Exercise input below:
Issue #1630, opened 2016-10-01
Mark message as read only manually (not automatically on read, an option)


ferdiga:
Hi
any way to stop Mailpile to mark massages as read automatically
Example 
thunderbird has an option "Automatically mark messages as read"

another way would be to mark it as "todo".

BjarniRunar:
We don't have this option at the moment, if you read a message the "new" tag is removed and the message appears as read in the UI.

This could be added as a feature relatively easily though, I'm marking this issue as "low hanging fruit" in case someone wants to have a go. The way to go about this, in case someone wants to work on this:

1. Add a boolean preference to mailpile.config.defaults (under prefs). For example "prefs.automatically_mark_as_read", defaulting to True.
2. Check for this setting in the _email_view_side_effects() method in mailpile.plugins.search

That should be it!

aaronthj16:
Hi @BjarniRunar I'd like to work on this issue and there is a problem with checking for the setting in the _email_view_side_effects() method because this method is called as a side-effect of the view method so new mail is not automatically marked as read the user will have to view the mail first. So I was wondering if there is a part of the code that assigns the 'read' or 'unread' tag to new mail and this part would check for the boolean preference and automatically assigns a 'read' tag if it is set to true, any thoughts?

BjarniRunar:
Hi @aaronthj16 !

I am afraid I didn't quite understand your question. However, let me try to answer anyway - if things are still unclear please ask again and phrase your question differently.

1. There is already code that assigns the "new" tag - it happens when messages are added to the index. This code does not need to change! If you want to look at this code, the default behaviour is in the `ProcessNew` function in `mailpile/mail_source/__init__.py`.

2. Currently, whenever a message is viewed, the "new" tag is removed as a side-effect (actually, all tags of type "unread" are removed, there might be more than one). And all tags of type "read" are assigned, if any exist (by default there are no such tags).

The purpose of this change, is to change point 2, not point 1. We still want messages to be marked as new as they are received. The change we want, is to make it possible for users to manually disable the automatic side-effect and make marking messages "read" a completely manual process.

I think the use-case is treating e-mail more like a TODO list, so messages are marked "new" (or "todo") until the user manually untags them, no matter how often they are read.

ferdiga:
Hi,
the remark " treating e-mail more like a TODO list " is exactly what is needed in day to day life.
ERP systems like Odoo treat emails like tasks, which can be assigned to different people and different objects.

[...]

PR #1692, opened 2016-11-26
Implementation of feature #1630 (automatically on read option)

aaronthj16:
Hi this is the feature request for the automatically mark as read option, issue #1630


BjarniRunar:
Looks good, thanks for doing this!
End of Exercise input.
- To do
For the word "boolean", count the lines of the records above that hold it and state only that count.

- Exercise response
2